(Source data)
== Segment start ==

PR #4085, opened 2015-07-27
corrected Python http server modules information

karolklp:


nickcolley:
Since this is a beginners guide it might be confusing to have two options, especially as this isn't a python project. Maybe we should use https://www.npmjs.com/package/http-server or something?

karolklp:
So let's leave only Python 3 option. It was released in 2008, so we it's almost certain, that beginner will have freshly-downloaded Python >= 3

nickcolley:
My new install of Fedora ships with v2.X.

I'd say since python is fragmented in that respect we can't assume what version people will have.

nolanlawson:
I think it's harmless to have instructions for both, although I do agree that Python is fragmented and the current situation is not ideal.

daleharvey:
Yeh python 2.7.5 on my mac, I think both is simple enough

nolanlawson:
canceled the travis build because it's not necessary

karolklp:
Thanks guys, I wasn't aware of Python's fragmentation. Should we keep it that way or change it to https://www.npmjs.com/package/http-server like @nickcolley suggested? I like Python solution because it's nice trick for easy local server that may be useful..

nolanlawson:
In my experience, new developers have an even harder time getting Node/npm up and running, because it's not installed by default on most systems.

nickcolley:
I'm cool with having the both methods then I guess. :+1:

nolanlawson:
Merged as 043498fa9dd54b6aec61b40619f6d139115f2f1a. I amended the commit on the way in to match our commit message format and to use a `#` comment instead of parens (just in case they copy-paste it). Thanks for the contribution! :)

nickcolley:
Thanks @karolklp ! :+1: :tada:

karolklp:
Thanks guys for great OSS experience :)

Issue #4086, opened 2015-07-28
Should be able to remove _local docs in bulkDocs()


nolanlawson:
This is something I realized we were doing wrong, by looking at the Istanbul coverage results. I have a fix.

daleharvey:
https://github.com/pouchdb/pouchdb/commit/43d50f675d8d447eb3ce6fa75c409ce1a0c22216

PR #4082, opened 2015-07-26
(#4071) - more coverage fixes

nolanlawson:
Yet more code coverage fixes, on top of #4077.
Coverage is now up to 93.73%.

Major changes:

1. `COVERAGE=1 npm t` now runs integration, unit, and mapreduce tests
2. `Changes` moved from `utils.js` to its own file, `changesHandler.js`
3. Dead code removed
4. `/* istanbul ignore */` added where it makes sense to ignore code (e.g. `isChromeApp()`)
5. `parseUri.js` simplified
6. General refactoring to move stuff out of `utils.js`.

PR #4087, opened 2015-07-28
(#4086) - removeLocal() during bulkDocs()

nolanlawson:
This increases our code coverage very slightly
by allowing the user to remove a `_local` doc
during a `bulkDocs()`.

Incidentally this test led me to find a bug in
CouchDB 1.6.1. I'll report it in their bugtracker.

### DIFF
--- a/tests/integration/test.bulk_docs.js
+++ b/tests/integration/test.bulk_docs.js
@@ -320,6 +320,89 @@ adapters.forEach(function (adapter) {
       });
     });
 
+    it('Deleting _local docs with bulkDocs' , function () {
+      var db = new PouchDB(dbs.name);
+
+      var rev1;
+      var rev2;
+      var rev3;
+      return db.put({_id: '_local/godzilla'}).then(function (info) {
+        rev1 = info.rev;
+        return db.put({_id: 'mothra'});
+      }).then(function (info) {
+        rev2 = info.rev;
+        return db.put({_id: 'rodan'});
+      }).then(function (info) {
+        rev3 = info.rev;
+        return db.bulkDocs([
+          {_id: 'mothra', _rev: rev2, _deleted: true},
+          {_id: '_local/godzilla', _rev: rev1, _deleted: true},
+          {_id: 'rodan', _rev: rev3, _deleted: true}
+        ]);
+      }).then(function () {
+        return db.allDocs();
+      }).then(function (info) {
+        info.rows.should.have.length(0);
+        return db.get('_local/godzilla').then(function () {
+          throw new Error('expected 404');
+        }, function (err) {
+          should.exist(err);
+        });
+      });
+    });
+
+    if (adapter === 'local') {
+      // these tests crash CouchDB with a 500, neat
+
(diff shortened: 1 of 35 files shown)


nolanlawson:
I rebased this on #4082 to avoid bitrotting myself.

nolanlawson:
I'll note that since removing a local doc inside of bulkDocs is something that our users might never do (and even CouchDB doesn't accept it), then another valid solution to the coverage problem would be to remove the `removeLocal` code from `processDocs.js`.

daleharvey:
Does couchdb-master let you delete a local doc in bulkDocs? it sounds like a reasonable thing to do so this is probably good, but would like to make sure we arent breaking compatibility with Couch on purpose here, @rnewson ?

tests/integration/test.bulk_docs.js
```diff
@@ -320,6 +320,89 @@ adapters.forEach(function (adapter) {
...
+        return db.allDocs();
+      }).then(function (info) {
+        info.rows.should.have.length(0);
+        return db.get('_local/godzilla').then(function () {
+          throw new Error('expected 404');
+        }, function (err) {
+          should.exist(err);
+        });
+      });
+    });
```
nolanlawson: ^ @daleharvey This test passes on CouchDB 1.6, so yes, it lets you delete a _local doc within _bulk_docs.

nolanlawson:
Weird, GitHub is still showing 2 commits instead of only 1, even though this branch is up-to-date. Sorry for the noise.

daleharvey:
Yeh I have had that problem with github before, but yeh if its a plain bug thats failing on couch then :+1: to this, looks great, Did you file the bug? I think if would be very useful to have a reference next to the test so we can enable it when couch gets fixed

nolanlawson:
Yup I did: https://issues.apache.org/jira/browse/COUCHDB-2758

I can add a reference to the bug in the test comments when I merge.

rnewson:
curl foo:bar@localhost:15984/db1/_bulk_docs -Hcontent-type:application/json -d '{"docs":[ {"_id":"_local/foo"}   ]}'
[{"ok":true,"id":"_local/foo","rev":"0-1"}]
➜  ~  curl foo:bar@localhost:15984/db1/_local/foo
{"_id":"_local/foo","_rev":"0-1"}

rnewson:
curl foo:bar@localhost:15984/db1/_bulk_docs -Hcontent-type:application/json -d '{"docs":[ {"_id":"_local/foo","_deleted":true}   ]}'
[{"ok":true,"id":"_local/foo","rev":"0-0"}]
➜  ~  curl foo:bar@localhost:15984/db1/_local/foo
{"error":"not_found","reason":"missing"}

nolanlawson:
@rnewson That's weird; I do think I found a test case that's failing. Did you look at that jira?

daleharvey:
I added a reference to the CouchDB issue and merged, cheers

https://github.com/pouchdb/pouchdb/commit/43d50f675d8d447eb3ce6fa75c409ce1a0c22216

== Segment end ==

**Aim of the task:** The number of lines in the data that hold "package" is all that should be given.

**Expected answer:** 2